Amazing lens though... Made that range fun again simply due to the amazing IQ. I rarely ever used my 24-105 for the years I had it. Great lens, but the IQ was decent at best. The 24-70 II has become a staple in my shooting, much like the 70-200 II has. Will be in my bag for a long time, no doubt.


----------



## JVLphoto (Nov 9, 2012)

Daniel Flather said:


> Only a Canadian would post a photo of a car with its winter tires installed. Of course, I guess, it takes a Canadian to notice something like that.



lol - well played - it was a shot of my buddy on the way back from a commercial shoot. 4 hours of driving, we just wanted to have some fun with the sky and all the equipment on-hand.

And the winter tires


----------



## JVLphoto (Nov 9, 2012)

Mt Spokane Photography said:


> Nice job of reviewing, Justin. I've had five of the Mark I copies. None really bad, but not good enough for me to keep them.
> I've been watching and reading the reviews, and deliberating if f/2.8 is fast enough for my low light use. Right now, I use fast primes, and usually find them at f/2 or faster even with extreme high ISO settings.
> I did purchase a D800 with 24-70G lens, and found myself at ISO 12800 much of the time, and the D800 requires a ton of NR at 12800. The images still look good, but I need a supercomputer to do that level of NR on a 150mb image. I gave up pretty quickly on that idea.



Thanks! Noise all depends on what your final output is required for. I'm thankful so much of my work is for web, I neither need the MP's or to worry too much about noise as it's suppressed when downsized.


----------



## LSV (Nov 10, 2012)

Good review, but I was distracted by multiple instances of incorrect usage of "it's" for the possessive pronoun "its". It's worth mentioning because it is a formal review.


----------



## julescar (Nov 10, 2012)

I have both the Tamron which I paid $1000 for and the 24-70 ii I paid $2200 in Australia, I own heaps of Canon & Nikon Lenses many of them expensive primes and without any doubt after a week of shooting with it the 24-70 ii is the best lens I have ever used. The Nikon 24-70 is only $300 cheaper (best price non grey market) and the Canon is much better.


----------



## JVLphoto (Nov 10, 2012)

LSV said:


> Good review, but I was distracted by multiple instances of incorrect usage of "it's" for the possessive pronoun "its". It's worth mentioning because it is a formal review.

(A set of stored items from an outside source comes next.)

Issue #900, opened 2022-11-07
Non-WAV sound effects no longer play


AllyTally:
With SDL_mixer, if you replaced a sound effect, it'd play as long as the audio format was supported, even though the filename clearly ended in `.wav`, like `cry.wav`. Level creators used this quirk to have OGG sound effects instead to save space. However, with the move to FAudio, this is no longer the case, with non-WAV sounds simply not playing instead.

PR #902, opened 2022-11-07
Add custom file playback to playef()

Fussmatte:
## Changes:

This PR allows users to call custom filenames via the `playef()` command. For example, `playef(mysfx)` will play back either `sounds/mysfx.ogg` or `sounds/mysfx.wav`. Custom sounds are loaded with the level, and (for now) only the level's own `sounds/` folder is read from.

This uses a new function called `FILESYSTEM_enumerateAssets()` which gets all the files from a specific folder of a custom level's assets folder. This could allow other possibilities for loading custom files (such as graphics) in the future.

Big thanks to @Dav999-v for helping me write this!

## Legal Stuff:

  for these changes


Fussmatte:
Worth noting: if you run this version right now, `.ogg` files cannot be loaded this way. This is due to #900, so once that's fixed it should work with no issues.

desktop_version/src/FileSystemUtils.cpp
```diff
@@ -865,6 +867,33 @@ void FILESYSTEM_enumerateLevelDirFileNames(
     }
 }
 
+std::vector<std::string> FILESYSTEM_enumerateAssets(const char* folder)
+{
```
Dav999-v, line 871: Maybe this could use a comment at the top of the function saying what it does, because it _only_ enumerates level-specific assets and that might be otherwise misleading.

desktop_version/src/Music.cpp
```diff
@@ -1130,6 +1154,21 @@ void musicclass::playef(int t)
...
+    {
+        size_t lastindex = soundTracks[i].name.find_last_of('.');
+        std::string rawname = soundTracks[i].name.substr(0, lastindex);
+        if (t == rawname)
+        {
+            soundTracks[i].Play();
+            return;
+        }
+    }
+    return;
```
Dav999-v, line 1169: This return doesn't technically hurt but it's redundant, the function ends here either way.

desktop_version/src/Script.cpp
```diff
@@ -328,7 +328,12 @@ void scriptclass::run(void)
             }
             if (words[0] == "playef")
             {
-                music.playef(ss_toi(words[1]));
+                if (words[1] != "0" && ss_toi(words[1]) == 0)
+                {
+                    music.playef_name(raw_words[1]);
+                } else {
```
Dav999-v, line 334:
```suggestion
                }
                else
                {
```

Dav999-v (changes requested):

desktop_version/src/Music.cpp
```diff
@@ -100,6 +99,7 @@ class SoundTrack
         SDL_RWops *fileIn;
         SDL_zerop(this);
         FILESYSTEM_loadAssetToMemory(fileName, &mem, &length, false);
+        name = std::string(SDL_strrchr(fileName, '/') + 1);
```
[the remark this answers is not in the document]
Fussmatte: So it's good if I put it after `valid = true`?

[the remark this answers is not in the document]
Dav999-v: Yeah, should be!

Dav999-v (approved):

Dav999-v:
I just needed `FILESYSTEM_enumerateAssets()` for #922, so it's now in my PR as well - meaning if #922 gets merged before this one, all changes this makes to FileSystemUtils.[cpp/h] are no longer necessary and need to be undone. Also, I decided to change how it works, so this will also need to be replaced:
```cpp
    std::vector<std::string> customSounds = FILESYSTEM_enumerateAssets("sounds/");
    for (int i = 0; i < customSounds.size(); i++)
    {
        // use customSounds[i]
    }
```
by something like this:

Thanks man, I'm the worst at checking my own work, I have an editor for future reviews, hopefully CRG can make some edits to the live site (since I don't have access).


----------



## Razor2012 (Nov 30, 2012)

Yes good review. Now just waiting for the 14-24 2.8 to show up (then I can trade it for the 16-35).


----------



## Dylan777 (Nov 30, 2012)

Razor2012 said:


> Yes good review. Now just waiting for the 14-24 2.8 to show up (then I can trade it for the 16-35).


+1.....get ready to put another thousand on top of that 16-35 II ;D


----------



## al-toidz photography (Jan 11, 2013)

@ trulandphoto
I agree with you. I have the mark I and even if I have the money to buy the mark II, I wouldn't. The lens design of the mark I and including the 28-70 is much better than the mark II. Given that it is lighter and smaller it doesn't justify the new design as it is vulnerable in some situations. For example, from DigitalRev, Kai have mentioned and showed on youtube video that he dropped there company's 24-70 mark I and the only damage it has is the dent filter thread. Now imagine that happening to the new mark II lens. With its plastic filter thread, I cant imagine whats going to happen with that lens. Now I know that the chances of that happening is slim to none but if that happens, well, you better pray to the God of lenses. 

On several occasions, one, when I was shooting a model on location, someone just pass by and bump in with my 24-70 mark I on it with the hood on. I was confident that nothing happened with the barrel because the hood protected the lens while I was shooting approximately at 35mm. On a separate occasion, I was walking around for a casual street photography, someone bump in again to my lens. And sure enough, I wasn't worried the lens was damage because the barrel was protected by the lens hood.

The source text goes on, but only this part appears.